The reason why the elder brother is unable to welcome the prodigal younger brother home is obvious. Although he has been physically with the father all this time, he had never personally experienced the unconditional love of the father. Perhaps he has been so careful about not taking a wrong step that he had never had the chance to discover that his father’s love was never conditional on his performance.  The fact is that somehow, the fullness of the father’s love was never received as such by him. Not only does he have a distorted image of his father, he has a distorted image of himself as righteous and deserving instead of being a deeply beloved, imperfect sinner. He has no interior freedom and no joy in his life because he dare not live from his desires. He does not know who he is because he has become a slave to who he thinks others want him to be. Is that not pitiful?

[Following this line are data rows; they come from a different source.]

Issue #2338, opened 2017-09-11
Allow new resource search modes to be added at runtime


brianhelba:
In addition to the existing `prefix` and `fulltext` search modes for the `resource/search` endpoint, plugins should be able to register their own search modes. The registration method should accept at least:
* A new mode identifier (to be used as the `mode` parameter to `resource/search`)
* A function reference, to a function which will be called with search parameters when a search occurs, and should return search results

PR #2363, opened 2017-09-26
Add a mode registry and improve search behavior 

Pierre-Assemat:
This PR is changing the way search mode are registered in order to allow external plugins
to add new mode of search by passing some parameters : 
- mode name
- set of allowed type to search on it
- a function to handle the new search  

Before like this:
`allowedSearchTypes = {'collection', 'folder', 'group', 'item', 'user'}`
The registry is now a dictionary stored in `constance.py` in the `class ResourceRegistry`.

The dict of the allowed search mode is like:
```
ALLOWED_SEARCH_MODE = {
        'mode': {
            'types': {'collection', 'folder', ...},
            'method': function
        }, ...
}
```

Fixes : #2338


girder/utility/search_mode_utilities.py
```diff
@@ -0,0 +1,102 @@
...
+def addSearchMode(mode, handler):
+    """This function is able to modify an existing search mode."""
+    _allowedSearchMode.update({
+        mode: handler
+    })
+
+
+def removeSearchMode(mode):
+    """Return False if the mode wasn't in the search mode registry."""
+    return _allowedSearchMode.pop(mode, False)
```
brianhelba: It'd be cleaner if this function always returned a bool (i.e. `True` if the handler was removed).

girder/utility/search_mode_utilities.py
```diff
@@ -0,0 +1,102 @@
...
+
+def getSearchModeHandler(mode):
+    if mode in _allowedSearchMode:
+        return _allowedSearchMode[mode]
+    return None
+
+
+def addSearchMode(mode, handler):
+    """This function is able to modify an existing search mode."""
+    _allowedSearchMode.update({
```
brianhelba: This can be a simple dict assignment.

girder/utility/search_mode_utilities.py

Yes, our parishes are full of elder sons. Many of them are the very ones who are active in our ministries. They continue to say ‘yes’ to requests for help when they are burning out. They sacrifice their family time in order to serve in the parish. They give up their leisure and rest to do even more work for God and Church. And then they get reprimanded about not being compassionate enough to the very brothers and sisters who are never around to help. They are told that they must work even harder because there are so many prodigals out there that must be found. In the meantime, their own interior lives are falling apart and resentment is growing. Is it surprising that so many of these elder brothers have secret double-lives? They dare not sin in public, but they do so in the secrecy of their homes or lives outside of church. And is it surprising that when a misunderstanding happens in church and they feel that the priest has taken the side of the other party and left them high and dry, that they simply leave the church?

Just as much as the prodigal son, the elder son in the parable (Lk 15:11-32) is wounded. Just as much as the prodigal son, the elder son longs to be lavished with love by the father and to hear him say, “You are my son, the Beloved. With you I am well pleased.”(Mk 1:11) But what the elder son has mistakenly come to believe is that he needs to do something in order for the father to be pleased with him. He does not realise that the father loves him simply because he is his son. THIS is the love he must experience to become whole. THIS is the love he must become able to receive so that he can become free to be who he is. THIS is the love that must transform him before he can be as one heart with the father and welcome his younger brother home with open arms.

Before the New Evangelisation can reach the prodigal sons at the periphery, it must first reach the elder sons who are present in our parish communities. We cannot expect anyone to extend the mercy and love of God unless they have profoundly experienced and been transformed by it themselves. So let us expect less of them – they are already overburdened and distorted by expectations. Instead, let us – to the extent that we have ourselves received God’s love – LOVE THEM and pray for their healing and restoration to sonship!